And don´t get me wrong: Its nothing against you personally of course. _


----------



## Jimmy Hellfire (Feb 21, 2019)

Alexander doesn't screw around 

But I agree. The role of the melody in music, and whether you need it or not, is a complex discussion. In a sense, melody is everything - but Slayer didn't need melody. 

However, the only thing that the example in this video proves is that you can full well write music without melody and have it sound like your average fare epic media fart. Not sure that was in dispute in the first place. The message seems to be: no, you don't have to think about melodies or anything. Just write some bullshit like this, somebody's gonna eat it up anyway! Not sure that was intended. So yeah, it's kind of counterproductive and seems to encourage people to just don't give a damn and confidently produce bad music - melodic or not.


----------



## AlexanderSchiborr (Feb 21, 2019)

Jimmy Hellfire said:


> Alexander doesn't screw around
> 
> But I agree. The role of the melody in music, and whether you need it or not, is a complex discussion. In a sense, melody is everything - but Slayer didn't need melody.
> 
> However, the only thing that the example in this video proves is that you can full well write music without melody and have it sound like your average fare epic media fart. Not sure that was in dispute in the first place. The message seems to be: no, you don't have to think about melodies or anything. Just write some bullshit like this, somebody's gonna eat it up anyway! Not sure that was intended. So yeah, it's kind of counterproductive and seems to encourage people to just don't give a damn and confidently produce bad music - melodic or not.

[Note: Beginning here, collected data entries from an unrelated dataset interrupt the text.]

PR #406, opened 2026-06-12
build(api-report): keep committed API reports semantic-only

ankurdotb:
## Summary

Removes the volatile, non-semantic content from the committed API reports — the source of the api-report churn surfaced by the rolldown 1.0.0 → 1.1.0 bump (#401).

### Problem

api-extractor routes `ae-forgotten-export` warnings into the committed `.api.md` files (`addToApiReportFile: true`). Some of those warnings embed **rolldown chunk content-hashes and line numbers**:

```
// dist/esm/index-Cq1_BuG_.d.ts:19573:5 - (ae-forgotten-export) The symbol "DecryptionService" needs to be exported ...
```

Any build-tool bump (new chunk hash) or unrelated source shift (new line numbers) then churns the reports with diffs that look like API changes but aren't.

These warnings are also a false positive for this repo: api-extractor analyses each entry point as if it were a standalone package, but the sub-path entries (`@zama-fhe/sdk/query`, `/viem`, `/ethers`, `/node`, `/web`) are not — they cannot be used without the root `@zama-fhe/sdk`, so the "needs to be exported" symbols are already reachable from the root entry.

### Change

**`api-extractor.base.json`** — `ae-forgotten-export: { logLevel: none, addToApiReportFile: false }`.

The committed reports are now a pure snapshot of the public API surface, with **no public-surface changes** in this PR — every report diff is warning-line removal only; `react-sdk.api.md` is untouched.

api-extractor has no "warn but pass" mode for this rule in check mode (verified on-branch): in-file routing (status quo) carries the volatile coordinates; console-at-`warning` fails `api-report:check` outright. So the rule is silenced (`logLevel: none`) and the leak inventory + the per-symbol export-or-hide audit is tracked in **SDK-209**, whose done-state re-enables it as `logLevel: error`.

### Why not resolve the leaks instead? (evaluated, deferred to SDK-209)

Driving `ae-forgotten-export` to zero via `stripInternal` was attempted and **breaks the build**: 7 cross-module `@internal` cascades, including genuinely public-facing surface (`NodeWorkerPool` referenced by the public `RelayerNodeConfig.pool`, the alignment helpers used by every write path, `buildZamaConfig` used by the viem/ethers config factories). Resolving those is a deliberate API-design audit, not a churn fix.

### Validation

- Zero `ae-forgotten-export` / warning footers across all committed reports
- Report diffs are warning-removal only — **no added/changed public declarations** in any of the 6 reports; `react-sdk.api.md` untouched
- `pnpm api-report:check` exit 0 (direct exit-code capture; all 8 extractor runs clean)
- `pnpm typecheck` across all workspaces
- `test-nextjs` + `test-vite` production builds
- `npm pack` + scratch-consumer typecheck (`--strict --skipLibCheck false`): published types self-contained

### Sequencing

Independent of #402. Whichever lands second needs a `pnpm api-report` regen-sync (the footers stop existing once this merges, so the rolldown hash churn from #401 won't recur).

### DIFF
--- a/packages/sdk/src/query/index.ts
+++ b/packages/sdk/src/query/index.ts
@@ -3,13 +3,6 @@ export type { StrippedQueryOptionKeys } from "./utils";
 export type { QueryFactoryOptions, MutationFactoryOptions } from "./factory-types";
 export { zamaQueryKeys } from "./query-keys";
 
-// Re-export public types referenced by this entry point's query/mutation option
-// signatures so they resolve from `@zama-fhe/sdk/query` directly (already public
-// via the root entry; this avoids api-extractor ae-forgotten-export warnings).
-export type { FheChain } from "../chains/types";
-export type { GenericProvider } from "../types";
-export type { RelayerDispatcher } from "../relayer/relayer-dispatcher";
-
 export {
   invalidateAfterApproveUnderlying,
   invalidateAfterSetOperator,
--- a/packages/sdk/src/query/index.ts
+++ b/packages/sdk/src/query/index.ts
@@ -3,6 +3,13 @@ export type { StrippedQueryOptionKeys } from "./utils";
 export type { QueryFactoryOptions, MutationFactoryOptions } from "./factory-types";
 export { zamaQueryKeys } from "./query-keys";
 
+// Re-export public types referenced by this entry point's query/mutation option
+// signatures so they resolve from `@zama-fhe/sdk/query` directly (already public
+// via the root entry; this avoids api-extractor ae-forgotten-export warnings).
+export type { FheChain } from "../chains/types";
+export type { GenericProvider } from "../types";
+export type { RelayerDispatcher } from "../relayer/relayer-dispatcher";
+
 export {
   invalidateAfterApproveUnderlying,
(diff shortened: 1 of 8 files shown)


packages/sdk/src/query/index.ts
```diff
@@ -3,6 +3,13 @@ export type { StrippedQueryOptionKeys } from "./utils";
 export type { QueryFactoryOptions, MutationFactoryOptions } from "./factory-types";
 export { zamaQueryKeys } from "./query-keys";
 
+// Re-export public types referenced by this entry point's query/mutation option
+// signatures so they resolve from `@zama-fhe/sdk/query` directly (already public
+// via the root entry; this avoids api-extractor ae-forgotten-export warnings).
```
enitrat: it's not really something we want though. api-extractor assumes that this is a standalone package but it's not, you cannot use `sdk/query` without the rest of the SDK, so those types are accessible anyway. I would not make them reachable from here

ankurdotb: Going with your suggestion

ghermet (approved):

PR #412, opened 2026-06-15
fix(sdk): use x-api-key for the Zama-hosted relayer; keep & document all three auth methods [SDK-210]

ghermet:
## Summary

The Zama-hosted relayer (behind Cloudflare) only accepts the API key in the `x-api-key` header — `Authorization: Bearer` and cookie auth are rejected at the edge. The original approach here was to remove `BearerToken` from the SDK; we've since decided to **keep all three auth methods and disambiguate by deployment** instead, because the relayer-sdk supports all three and self-hosted / proxied setups legitimately use cookie and Bearer.

- **Keeps `RelayerAuth = ApiKeyHeader | ApiKeyCookie | BearerToken`** — no type narrowing; all three stay reachable.
- **`react-turnkey-wallet` proxy example** switched from `Authorization: Bearer …` → `x-api-key` (it targets the hosted relayer, where only the header works).
- **Docs disambiguate by deployment** (authentication, node-js-backend, relayer-api-keys guides + `FheChain.auth` / `RelayerAuth` JSDoc):
  - Zama-hosted relayer → `x-api-key` header (required)
  - Behind your own proxy → `ApiKeyCookie` for the SDK→proxy hop
  - Self-hosted relayer → `BearerToken` if your auth layer expects it
- Corrects the Bearer example to use `token` (the relayer-sdk `BearerToken` field), not `value`.

Existing `ApiKeyHeader` users (every other example) are unaffected.

## Related — error surfacing (fixed upstream in relayer-sdk 0.4.4)

While reviewing we found relayer-sdk **0.4.3** never surfaced relayer/Cloudflare/Kong error bodies: it hardcoded the 401 message and treated 403 as an unknown status. **`@zama-fhe/relayer-sdk@0.4.4` (just released) fixes this** — the 401 handler reads & surfaces the body message, and a new 403 handler surfaces the edge/gateway (Cloudflare/Kong) message, handling both `{ error: { message, label } }` and flat `{ message, label }` bodies. Inheriting it is just a dependency bump (`~0.4.3` → `~0.4.4`); **not done in this PR**. Write-up: https://app.notion.com/p/3815a7358d5e8193847fef0674b084ed

Closes SDK-210.

## Test plan
- [ ] Regenerate `pnpm api-report` (`sdk.api.md` — `RelayerAuth` now includes `BearerToken`) and `pnpm llm:build` (llms corpus) — **pending** (earlier run reflected the now-reverted narrowing)
- [ ] `pnpm typecheck` / `pnpm test` / `pnpm lint`
- [ ] Smoke-test against the live mainnet relayer with a real key


ankurdotb:
Setting the PR to draft, pending confirmation on whether Bearer tokens are actually supported or not.

zama-cremaud:
Two small notes (non-blocking):

- Nit (docs) - docs/gitbook/src/guides/authentication.md & node-js-backend.md: "both of which send the API key under the x-api-key name" is true only for the defaults. ApiKeyHeader.header / ApiKeyCookie.cookie are optional overrides in the relayer-sdk types, so a caller can pick a different name. Fine to keep the simplification, but "by default under x-api-key" would be strictly accurate. Low priority.


- Test plan: the only unchecked item is the live-relayer smoke test (needs deployed creds) — the acceptance criterion from the ticket. Worth landing only after that, or noting it as a follow-up, since the wire behaviour isn't covered by unit tests.

ankurdotb:
@ghermet

**Change request — add tests for the auth scenarios now that relayer-sdk 0.4.4 surfaces error bodies.** Guillaume, could you add these two tiers? I prototyped + verified them locally (deterministic tier passes 16/16; the live file loads and skips cleanly), so this should be mostly lift-and-drop.

### Gotchas I hit (to save you time)
- `wrapDecryptError` keys off a **numeric `statusCode`** on the error. The keyurl/V1 path carries the status only in the message string → you get **`DecryptionFailedError`** with the body in `error.cause.message` (matches your manual run). The V2 path that does carry `statusCode` → `RelayerRequestFailedError`. So **assert on the message chain, not the error class.**
- `createConfig` from `@zama-fhe/sdk/viem` requires `walletClient` (it's not optional). Public decrypt never signs, but you still must pass one — a throwaway account works.
- Lint: avoid `!= null` (eqeqeq) and `String(unknownValue)` (no-base-to-string) in the message-chain helper — the version below is clean.

### Tier 1 — deterministic (offline, runs in normal CI). Append to `packages/sdk/src/errors/__tests__/decrypt.test.ts`:
```ts
describe("relayer auth errors surface the relayer/Cloudflare/Kong message", () => {
  test("403 without a numeric statusCode surfaces the body via cause", () => {
    const relayerError = new Error(
      "HTTP error! status: 403 Unauthorized. Missing or invalid Zama API Key",
    );
    const wrapped = wrapDecryptError(relayerError, "Public decryption failed");
    expect(wrapped).toBeInstanceOf(DecryptionFailedError);
    const cause = (wrapped as { cause?: unknown }).cause as Error;
    expect(cause.message).toMatch(/zama api key/i);
    expect(cause.message).not.toMatch(/unexpected response status/i); // regression guard
  });

  test("403 with a numeric statusCode preserves the code and the body message", () => {
    const relayerError = Object.assign(
      new Error("This server requires a valid Zama API Key in the x-api-key header"),
      { statusCode: 403 },
    );
    const wrapped = wrapDecryptError(relayerError, "Public decryption failed");
    expect(wrapped).toBeInstanceOf(RelayerRequestFailedError);
    expect((wrapped as RelayerRequestFailedError).statusCode).toBe(403);
    expect(wrapped.message).toContain("x-api-key");
  });

  test("401 preserves the code and the body message", () => {
    const relayerError = Object.assign(
      new Error("Unauthorized, missing or invalid Zama API Key."),
      { statusCode: 401 },
    );
    const wrapped = wrapDecryptError(relayerError, "Public decryption failed");
    expect(wrapped).toBeInstanceOf(RelayerRequestFailedError);
    expect((wrapped as RelayerRequestFailedError).statusCode).toBe(401);
    expect(wrapped.message).toMatch(/zama api key/i);
  });
});
```

### Tier 2 — live mainnet (off by default; the "check against the real API" part). New file `packages/sdk/src/relayer/__tests__/relayer-auth.integration.test.ts`:
```ts
import { createPublicClient, createWalletClient, http } from "viem";
import { privateKeyToAccount } from "viem/accounts";
import { mainnet as viemMainnet } from "viem/chains";
import { describe, expect, it } from "vitest";
import type { Auth } from "@zama-fhe/relayer-sdk/bundle";
import { type EncryptedValue, MemoryStorage, ZamaSDK } from "@zama-fhe/sdk";
import { mainnet, type FheChain } from "@zama-fhe/sdk/chains";
import { node } from "@zama-fhe/sdk/node";
import { createConfig } from "@zama-fhe/sdk/viem";

// Live tests against the hosted mainnet relayer. OFF by default so the offline
// `pnpm test:integration` run stays green; also needs the built worker bundle:
//   pnpm build:sdk
//   ENABLE_RELAYER_AUTH_TESTS=true pnpm test:integration
// Negative cases need NO real key; the positive case needs ZAMA_RELAYER_API_KEY.
const RUN = process.env.ENABLE_RELAYER_AUTH_TESTS === "true";

const HANDLE =
  "0x83c5dae9465be5dc53e7582b5cd5aaa35360b19cc7ff00000000000000010500" as EncryptedValue;

// Public decrypt never signs, but the viem config requires a wallet client.
const THROWAWAY_KEY =
  "0xac0974bec39a17e36ba4a6b4d238ff944bacb478cbed5efcae784d7bf4f2ff80" as const;

function makeSdk(auth?: Auth): ZamaSDK {
  const transport = http(process.env.MAINNET_RPC_URL);
  const publicClient = createPublicClient({ chain: viemMainnet, transport });
  const walletClient = createWalletClient({
    account: privateKeyToAccount(THROWAWAY_KEY),
    chain: viemMainnet,
    transport,
  });
  const chain = { ...mainnet, ...(auth ? { auth } : {}) } as const satisfies FheChain;
  return new ZamaSDK(
    createConfig({
      chains: [chain],
      publicClient,
      walletClient,
      storage: new MemoryStorage(),
      relayers: { [chain.id]: node() },
    }),
  );
}

function messageChain(error: unknown): string {
  const parts: string[] = [];
  let current: unknown = error;
  for (let depth = 0; depth < 5 && current !== null && current !== undefined; depth++) {
    if (current instanceof Error) {
      parts.push(current.message);
      current = current.cause;
    } else {
      parts.push(typeof current === "string" ? current : JSON.stringify(current));
      break;
    }
  }
  return parts.join(" | ");
}

describe.skipIf(!RUN)("relayer auth against the hosted mainnet relayer (live)", () => {
  const rejectedCases: Array<readonly [string, Auth | undefined]> = [
    ["ApiKeyCookie", { __type: "ApiKeyCookie", value: "not-a-real-key" }],
    ["BearerToken", { __type: "BearerToken", token: "not-a-real-key" }],
    ["no auth", undefined],
    ["ApiKeyHeader with a bogus key", { __type: "ApiKeyHeader", value: "not-a-real-key" }],
  ];

  it.each(rejectedCases)(
    "rejects %s and surfaces the relayer's error message",
    async (_label, auth) => {
      using sdk = makeSdk(auth);
      let caught: unknown;
      try {
        await sdk.decryption.decryptPublicValues([HANDLE]);
      } catch (error) {
        caught = error;
      }
      expect(caught, "expected the hosted relayer to reject this request").toBeDefined();
      const message = messageChain(caught);
      expect(message).toMatch(/x-api-key|api key|unauthorized|forbidden/i); // 0.4.4 surfaces the body
      expect(message).not.toMatch(/unexpected response status/i);          // not the pre-0.4.4 generic
    },
  );

  it.skipIf(!process.env.ZAMA_RELAYER_API_KEY)(
    "accepts a valid ApiKeyHeader and returns a clear value",
    async () => {
      using sdk = makeSdk({ __type: "ApiKeyHeader", value: process.env.ZAMA_RELAYER_API_KEY! });
      const result = await sdk.decryption.decryptPublicValues([HANDLE]);
      expect(result.clearValues).toHaveProperty(HANDLE);
    },
  );
});
```

This matches your manual 4-scenario run: `ApiKeyHeader`/proxy pass, `ApiKeyCookie`/`BearerToken`/no-auth are rejected (403) with the surfaced message. Note `test:integration` isn't in CI, so the live tier won't gate merges — it's a `build:sdk` + network on-demand check. Happy to pair on it if useful.

zama-cremaud (dismissed):

ankurdotb:
I'm adding a negative scenario integration test, because I'd like to understand whether it broke our side or from the infra side.

zama-cremaud (dismissed):

ankurdotb (approved):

And Slayer has done great songs, definitely I enjoy them. I wished he would approached that subject very different.


----------



## Emmanuel Rousseau (Feb 22, 2019)

I don't have 31min to see if you're just being provocative, but I really hope you are


----------



## gregh (Feb 22, 2019)

melody matters when you want a melodic piece - otherwise not. In a more global sense, melody has not been a requirement of interesting music for close on a hundred years - just one of the tools in the toolbox


----------



## mikeh-375 (Feb 22, 2019)

Melody isn't necessary in some cases to be fair - mainly in media applications - but try being a composer of orchestral music and not have it, at all. Most orchestral music will have a sense of line and momentum and whilst rhythm can do this, it's pretty hard to not come up with even a riff to sustain interest in extended writing generally speaking. That riff might be harmonic in nature, but is still something to hang one's hat on. Don't forget inner part writing, counterpoint, foreground/background writing etc, all needing a sense of line and musicality that a good melodic sense can impart. So maybe a cue or two can be all hands down to the keys to play footballs (semibreves), but as composers, we need more than that.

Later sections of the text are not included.